Arthur Felix, FRS (3 April 1887 in Andrychów – 17 January 1956 in England) was a Polish-born microbiologist and serologist.

==Education and early life==
Arthur Felix was the son of Theodor Felix, who had an interest in printed textiles and who encouraged his son to study textile dye chemistry. Felix studied chemistry in Vienna and was awarded a Doctor of Science degree. After working in his father's textile printing factory, he returned to Vienna to study microbiology. Arthus Felix was Jewish; he became interested in Zionism during his student days in Vienna and later developed into an authority on Palestine.

==Career==
In 1915, Arthur Felix and Edmund Weil were Austrian medical officers working in a field laboratory in Sokal and discovered a diagnostic test for patients with typhus that makes use of an antibody cross reaction to a strain of Proteus bacillus that had been isolated from urine. They developed the Weil–Felix test for diagnosis of typhus and other rickettsial diseases. The use of the O and H symbols in the Kauffman–White classification originates from the research by Edmund Weil and Arthur Felix.

In 1934, Felix identified the Vi antigen in patients with typhoid fever. The discovery of Vi antigen was done in collaboration with Miss R. Margaret Pitt. Pitt co-authored many publications with Felix throughout her career, although not much is known about her as misogyny kept her from the proper recognition she deserved as a scientist.

Felix and Pitt isolated the Salmonella Typhi strain Ty2, which is still in use in laboratory research today. Ty2 was the basis for the Ty21a vaccine strain, a live attenuated strain used to protect patients from typhoid fever today. Ty2 was isolated from a patient in Kherson in 1918. Ty2 was investigated due to its ability to avoid agglutination in rabbit serum, which Felix and Pitt later determined was due to the production of Vi capsule which inhibits binding of O antigen. He and Pitt also then went on to discover antigens present in Paratyphi A and B. He also co-authored a comprehensive review of what was known about typhoid fever and diagnosis with another female scientist, Miss M. Rhodes.
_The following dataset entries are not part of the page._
Issue #2093, opened 2019-05-28
Cannot see Marketplace link in default location


drewswaycool:
I have `move-marketplace-link-to-profile-dropdown` turned off, however the link still does not appear in the header links.

<img width="976" alt="Screen Shot 2019-05-28 at 3 12 25 PM" src="https://user-images.githubusercontent.com/3419661/58512817-4029d080-815b-11e9-8c3e-6db1d792ab82.png">

yakov116:
https://github.com/sindresorhus/refined-github/blob/1ec1b32ec19d54d8c7b063ca5f5a36a29a7906d5/source/content.css#L38-L41

Needs to be move to the feature

busches:
For now you can override the case rule from above.

bfred-it:
Indeed the CSS is the way to go. I'm leaving this open for a bit if anyone wants to:

1. remove the CSS
2. rename the feature to `move-marketplace-link-to-profile-dropdown`
3. implement `elementReady` like in `trending-menu-item` to detect the header link, remove it, and add the link to the dropdown.

PR #2094, opened 2019-05-29
Let users disable `move-marketplace-link-to-profile-dropdown`

bfred-it:
Fixes https://github.com/sindresorhus/refined-github/issues/2093 and actually adds the link to the dropdown, it has been broken.


source/features/move-marketplace-link-to-profile-dropdown.tsx
```diff
@@ -1,25 +1,25 @@
...
+import domLoaded from 'dom-loaded';
 import features from '../libs/features';
 
-function init(): false | void {
-	const lastDivider = select.last('.user-nav .dropdown-divider');
-	if (!lastDivider) {
-		return false;
-	}
+async function init(): Promise<void> {
+	(await elementReady('.Header-link[href="/marketplace"]'))!.remove();
```
dshoreman: Wouldn't it be better to do this *after* adding the replacement link in case it fails? That way, if Github were to change the class (again), the Marketplace link would at least remain accessible in its "normal" location.

dshoreman:
Thanks for this PR - came here to fix the same issue but I would've ended up going a far more hacky route filtering by `.dropdown-menu.mt-2` since they removed the `.user-nav` class, so I'm glad I searched first.

To expand on the review comment above - returning `false` if/when the `.before()` fails would probably be enough to work as a fallback (assuming original link is removed *after* vs before)

Though I guess it's a bit of a moot point, since it can just be disabled entirely... That said, I forgot the Marketplace even *existed* until I started checking the Features individually in the extension settings. :man_shrugging:

source/features/move-marketplace-link-to-profile-dropdown.tsx
bfred-it: That's a good point, but we want to remove it before the first paint to avoid, the layout change on every page in the header.

dshoreman: That's fair. Would restoring the constant with the `if / return` be a way to work around that? If `select.last(...)` is stored/checked first, theoretically the rest can remain the same with the main navbar link still being removed before `domLoaded`.

bfred-it: There's a way to do what you're saying, but the way I set it up now will show an error in the console and it'll push people to fix the selector sooner. Before this PR, the error was swallowed and nobody saw it

Issue #2098, opened 2019-05-30
Webpack: generate a file containing the list of features


bfred-it:
[<img alt="Issuehunt badges" src="https://img.shields.io/badge/IssueHunt-%2440%20Funded-%2300A156.svg" />](https://issuehunt.io/r/sindresorhus/refined-github/issues/2098)

Recently we [added a UI](https://github.com/sindresorhus/refined-github/pull/1780) that lets you select which features to disable, but it requires the whole extension's code to run as a background page to collect the 100+ features' metadata.

As a background page, we only need the feature names, so it would be perfect if webpack just included or generated a file containing the list of features.

I already wrote [some code to generate the list](https://github.com/sindresorhus/refined-github/pull/1780/commits/1fcd383538367b59186a4d145bdaaf60f0366cfb), but **I need your help to generate a file with it,** like:

```js
// distribution/features-list.js
window.featuresList = ${JSON.stringify(features)}
```

<details>
<summary>
<b>IssueHunt Summary</b>
</summary>

### Sponsors (Total: $40.00)

- [<img src='https://avatars3.githubusercontent.com/u/44827199?v=4' alt='issuehunt' width=24 height=24> issuehunt](https://issuehunt.io/u/issuehunt) ($40.00)

### Tips

- Checkout the [Issuehunt explorer](https://issuehunt.io/r/sindresorhus/refined-github/) to discover more funded issues.
- Need some help from other developers? [Add your repositories](https://issuehunt.io/r/new) on IssueHunt to raise funds.
</details>

IssueHuntBot:
@issuehunt has funded $40.00 to this issue.

---
- Submit pull request via [IssueHunt](https://issuehunt.io/repos/51769689/issues/2098) to receive this reward.
- Want to contribute? Chip in to this issue via [IssueHunt](https://issuehunt.io/repos/51769689/issues/2098).
- Checkout the [IssueHunt Issue Explorer](https://issuehunt.io/issues) to see more funded issues.
- Need help from developers? [Add your repository](https://issuehunt.io/r/new) on IssueHunt to raise funds.

bfred-it:
Sindre suggested https://github.com/sindresorhus/add-asset-webpack-plugin, I think I got it

bfred-it:
If anyone knows a dynamic replacer (i.e. `replace('process.env.LIST', () => listString)`)

IssueHuntBot:
[...]

PR #2099, opened 2019-05-30
Use auto-generated feature list to set defaults

bfred-it:
Closes https://github.com/sindresorhus/refined-github/issues/2098


webpack.config.ts
```diff
@@ -49,6 +51,16 @@ module.exports = (_env: string, argv: Record<string, boolean | number | string>)
...
 	plugins: [
+		new AddAssetPlugin('features-list.js', (compilation: any) => {
+			const features: string[] = [];
+			for (const file of compilation.fileDependencies) {
+				const [, feature = false] = file.match(/source\/features\/([^/]+)\.tsx$/) || []
+				if (feature) {
+					features.push(feature);
+				}
+			}
+			return `window.featuresList = ${JSON.stringify(features)}`
```
notlmn:
```suggestion
			return `window.featuresList = ${JSON.stringify(features)};`
```

bfred-it:
If anyone knows a dynamic replacer (i.e. `replace('process.env.LIST', () => listString)`) I can avoid the extra file altogether and inline the list in `distribution/options-storage.js`

webpack.config.ts
```diff
@@ -21,6 +22,25 @@ module.exports = (_env: string, argv: Record<string, boolean | number | string>)
 	},
 	module: {
 		rules: [
+			{
+				test: /options-storage/,
+				loader: 'string-replace-loader',
+				options: {
+					search: '__featuresList__',
+					replace: (() => {
```
bfred-it: This could be a function that runs every time the files change, but it's alright for now. If we find a better replacer webpack plugin the change will be _deleting 4 characters_

PR #2272, opened 2019-07-26
Use updated `webext-options-sync` (testing needed)

fregante:
I'm looking for testers of this [new version of webext-options-sync](https://github.com/fregante/webext-options-sync/pull/28#issuecomment-515147948)

You can [download a pre-built extension](https://github.com/sindresorhus/refined-github/files/3436334/refined_github-0.0.0.zip) — or fetch, `npm install`, build, and load this PR as usual.

This mainly affects:

- how the options form is saved and restored
- how the options are stored (default values are now excluded, less data is stored to disk)

Things to test:

- new installation: does the extension work correctly without opening the Options page?
- updated of existing installation: does the extension work correctly without opening the Options page? What about after opening it?
- does the Option page show the previous values?
- does the Option page save/restore the changes in all the fields? (excluding an invalid token)

### DIFF
--- a/package-lock.json
+++ b/package-lock.json
@@ -4442,6 +4442,14 @@
 				}
 			}
 		},
+		"dom-form-serializer": {
+			"version": "1.0.7",
+			"resolved": "https://registry.npmjs.org/dom-form-serializer/-/dom-form-serializer-1.0.7.tgz",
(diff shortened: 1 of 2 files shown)


fregante:
More changes will be coming to this module, I should probably add them and _then_ ask for testing of everything.

PR #2294, opened 2019-08-01
Fix `sticky-discussion-sidebar`

sharkykh:
Feature did not work because `.discussion-sidebar`'s height was almost the whole page, and it never got "tagged" with `.rgh-sticky-sidebar`.
Also recorded [a corrected screenshot](https://user-images.githubusercontent.com/10238474/62276723-5a2eaa80-b44d-11e9-810b-ff598d1c5c6a.gif), because [the old one](https://user-images.githubusercontent.com/380914/39878141-7632e61a-542c-11e8-9c66-74fcd3a134aa.gif) was for the "Sticky Issues Header" feature.

### Test
Visit any issue or PR with a sidebar that fits within your screen height and scroll up and down.


readme.md
```diff
@@ -186,7 +186,7 @@ Thanks for contributing! 🦋🙌
 
 - [](# "batch-open-issues") 🔥 [Adds a button to open multiple discussions at once in your repos.](https://user-images.githubusercontent.com/1402241/38084752-4820b0d8-3378-11e8-868c-a1582b16f915.gif)
 - [](# "split-issue-pr-search-results") [Separates issues from PRs in the global search.](https://user-images.githubusercontent.com/1402241/52181103-35a09f80-2829-11e9-9c6f-57f2e08fc5b2.png)
-- [](# "make-discussion-sidebar-sticky") [Makes the discussion filters bar sticky.](https://user-images.githubusercontent.com/380914/39878141-7632e61a-542c-11e8-9c66-74fcd3a134aa.gif)
+- [](# "make-discussion-sidebar-sticky") [Makes the discussion sidebar sticky.](https://user-images.githubusercontent.com/10238474/62276723-5a2eaa80-b44d-11e9-810b-ff598d1c5c6a.gif)
```
fregante: I'd keep the two features nearby and I'd rename them to `sticky-discussion-sidebar` and `sticky-discussion-list-toolbar`

```md
- [](# "sticky-discussion-sidebar") [Makes the discussion sidebar sticky.](https://user-images.githubusercontent.com/10238474/62276723-5a2eaa80-b44d-11e9-810b-ff598d1c5c6a.gif)
- [](# "sticky-discussion-list-toolbar") [Makes the discussion list’s filters toolbar sticky.](https://user-images.githubusercontent.com/380914/39878141-7632e61a-542c-11e8-9c66-74fcd3a134aa.gif)
```

sharkykh: I will rename the features, but I address the sticky toolbar in #2295,
so I will rename and move it there after this PR is merged (to prevent a merge conflict)

sharkykh:
There's a small visual bug on PRs.
Notice the horizontal line at the bottom of the sidebar.
nS24XMIXGj

fregante:
This also needs a `featureWasRenamed` in `options-storage`

fregante:
> There's a small visual bug on PRs.

What if you remove the element? It doesn't seem necessary. Just ensure it's empty (`childNodes.length === 0` or something)

The alternative fix to this selector change would be to solve the issue at the root:
```css
.rgh-sticky-sidebar {
    align-self: flex-start;
}
```

But the above bar still stretches the element further than necessary, making the height ~30px longer for no reason.

sharkykh:
> What if you remove the element?

We could, although personally I prefer to not remove or hide elements.

> The alternative fix to this selector change would be to solve the issue at the root

I couldn't get that to work.

I have another solution, but it feels a little bit hacky...
Tested with Chrome and Firefox and seems to work fine.
I pushed it as a commit, because it's easier than explaining.

There's one more thing I noticed (unrelated to this bug):
When the page is loaded the calculated sidebar height is the unclean one (before `clean-sidebar` executes), which is usually rather big for no reason.
A possible solution for this is to observe `#partial-discussion-sidebar` and run the `updateStickiness` again after `clean-sidebar` is executed (assuming it's enabled).
We can observe the element classes for the when `.rgh-clean-sidebar` is added, maybe?

sharkykh:
We could also set `height: max-content` for `.discussion-sidebar` (the container element)  regardless of whether this feature is enabled or not, which will fix the height issue and allow us to use one less selector

<details>
<summary>Code</summary>

```js
function updateStickiness(): void {
const sidebar = select<HTMLElement>('.discussion-sidebar')!;
const sidebarHeight = sidebar.offsetHeight + 25 + 60; // 60 matches sticky header's height
sidebar.classList.toggle('rgh-sticky-sidebar', sidebarHeight < window.innerHeight);
}
```

```css
/*
Set the sidebar container's height to make it fit its contents
(instead of being the full height of the discussion)
*/
.discussion-sidebar {
height: max-content;
}

.rgh-sticky-sidebar {
position: sticky;
top: 60px !important; /* Matches sticky header's height */
z-index: 26 !important;
}

/* Remove bottom padding from last divider (on pull requests) */
.rgh-sticky-sidebar > .py-3:last-child {
padding-bottom: inherit !important;
}
```

</details>

fregante:
Thanks for looking into this!

PR #2295, opened 2019-08-01
Restore `sticky-discussion-list-toolbar` feature

### LINKED ISSUE #2280: Restore "Sticky Issues Header" feature
It was added in https://github.com/sindresorhus/refined-github/pull/1311 but I can't find it anymore.

Anyone remember if it was removed for any reason? cc @tommoor @hkdobrev @yakov116 

Anyway this is a quick fix if anyone wants to pick it up.

sharkykh:
Closes #2280

Couldn't use the original `.issues-listing .table-list-header` CSS selector because GitHub changed their markup (see https://github.com/sindresorhus/refined-github/commit/dd8760bf324c665088790df8be37a647882a0d88).
Did not need to set `max-height` on the dropdown lists because GitHub set their height to 400px (see 4f43ef673281ce0dec28a88d7893043fcf1a6ca2).
Also added the option to disable this feature from the options page.

### Test
(There aren't enough PRs to scroll currently, but you get the point)


source/features/make-discussion-list-toolbar-sticky.css
```diff
@@ -0,0 +1,7 @@
+/* Sticky table header on issues list */
+.rgh-sticky-discussion-list-toolbar #js-issues-toolbar {
+	position: sticky;
+	top: 0;
+	/* Must be above .modal-backdrop (z-index 20) #1317 */
+	z-index: 25;
+}
```
fregante: I'd just keep the CSS instead. This feature is minor enough and does not have the logic that the sidebar one has

PR #2314, opened 2019-08-08
Fix `sticky-discussion-sidebar`

### LINKED ISSUE #2313: `sticky-discussion-sidebar` feature broken
The `.discussion-sidebar` class doesn't exist anymore, will need to use `#partial-discussion-sidebar` to target the sidebar element instead.

image

sharkykh:
Fixes #2313 

> Actually, it looks like they made our job easier with this clean-up.

Turns out that not really, but it's still doable.

### Test
Any discussion.

### DIFF
--- a/source/features/sticky-discussion-sidebar.css
+++ b/source/features/sticky-discussion-sidebar.css
@@ -2,7 +2,7 @@
 Set the sidebar container's height to make it fit its contents
 (instead of being the full height of the discussion)
 */
-.discussion-sidebar {
+#discussion_bucket > :last-child {
 	height: max-content;
 }
 
--- a/source/features/sticky-discussion-sidebar.css
+++ b/source/features/sticky-discussion-sidebar.css
@@ -1,6 +1,7 @@
 /*
 Set the sidebar container's height to make it fit its contents
 (instead of being the full height of the discussion)
+`#discussion_bucket` holds two columns: the conversation container (1st) and the sidebar container (2nd)
 */
 #discussion_bucket > :last-child {
 	height: max-content;
--- a/source/features/sticky-discussion-sidebar.css
+++ b/source/features/sticky-discussion-sidebar.css
@@ -1,19 +1,10 @@
-/*
-Set the sidebar container's height to make it fit its contents
-(instead of being the full height of the discussion)
-`#discussion_bucket` holds two columns: the conversation container (1st) and the sidebar container (2nd)
-*/
-#discussion_bucket > :last-child {
-	height: max-content;
-}
-
 .rgh-sticky-sidebar {
 	position: sticky;
 	top: 60px !important; /* Matches sticky header's height */
 	z-index: 26 !important;
 }
 
-/* Remove padding from last divider (on pull requests) */
-.rgh-sticky-sidebar > .py-3:last-child {
-	padding: 0 !important;
+/* Hides the last divider (on pull requests) to avoid https://user-images.githubusercontent.com/10238474/62282128-af6fb980-b457-11e9-8b18-c29687b88da1.gif */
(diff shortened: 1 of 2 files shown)


source/features/sticky-discussion-sidebar.css
```diff
@@ -2,7 +2,7 @@
 Set the sidebar container's height to make it fit its contents
 (instead of being the full height of the discussion)
 */
-.discussion-sidebar {
+#discussion_bucket > :last-child {
```
sharkykh: This points at the same element as the JavaScript file does. Since there is no way to get the parent element in CSS, I used this.

notlmn: I think this was the layout change that made them remove the class that existed before.

This works for now, but we need to mention what the selector targets, preferably in the comments above the selector.

sharkykh: It does say it targets the "sidebar container" above it, if it's not good enough I'll add a sentence similar to my comment above.

notlmn: That comment does make sense, but I was referring to maybe adding a comment on why that specific CSS selector was used. Doesn't make much of a difference though, but I thought it would a little bit more clear.

sharkykh: Eh, it doesn't hurt to explain a little more. Thanks you :)

source/features/sticky-discussion-sidebar.css
```diff
@@ -1,8 +1,9 @@
 /*
 Set the sidebar container's height to make it fit its contents
 (instead of being the full height of the discussion)
+`#discussion_bucket` holds two columns: the conversation container (1st) and the sidebar container (2nd)
 */
-.discussion-sidebar {
+#discussion_bucket > :last-child {
```
fregante: Why this change? `#partial-discussion-sidebar` should be enough

source/features/sticky-discussion-sidebar.tsx
```diff
@@ -4,7 +4,7 @@ import debounce from 'debounce-fn';
 import features from '../libs/features';
 
 function updateStickiness(): void {
-	const sidebar = select<HTMLElement>('.discussion-sidebar')!;
+	const sidebar = select<HTMLElement>('#partial-discussion-sidebar')!.parentElement!;
```
fregante: Same here

sharkykh: Again, that's what I thought at first too, unfortunately no,
as it leads to this issue again:
https://github.com/sindresorhus/refined-github/pull/2294#issuecomment-517205362

nS24XMIXGj

source/features/sticky-discussion-sidebar.css
sharkykh: That's what I thought at first, but it seems GitHub didn't really change anything other than removing the `.discussion-sidebar` element that last week used to contain the `#partial-discussion-sidebar`.

`#partial-discussion-siderbar`` is at the correct height,
it's the container element (the column element) that needs its height adjusted.

sharkykh: image

fregante: Right, I see the issue. I think we should just drop it, it doesn't improve the design much and it looks like an afterthought for them too, since it's out of place.

The whole CSS would be:

```css
.rgh-sticky-sidebar {
	position: sticky;
	top: 60px !important; /* Matches sticky header's height */
	z-index: 26 !important;
}

/* Hides the last divider (on pull requests) */
.rgh-sticky-sidebar + .border-top:empty {
	display: none;
}
```

And the code below would be
```js
	const sidebar = select<HTMLElement>('#partial-discussion-sidebar')!;
```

Much of the foundational knowledge about typhoid fever pathology, diagnosis of typhoid fever, and the foundational work that lead to the two typhoid vaccines in use today are contributed by Dr. Felix and his colleagues.

After World War I, Felix emigrated to Britain and worked at the Lister Institute.

Felix researched in Bielsko, Vienna, Prague, and London. Between 1927 and 1945, he worked in Jerusalem for the Hadassah Medical Organization.

==Awards and honours==
In 1943 he was elected a Fellow of the Royal Society.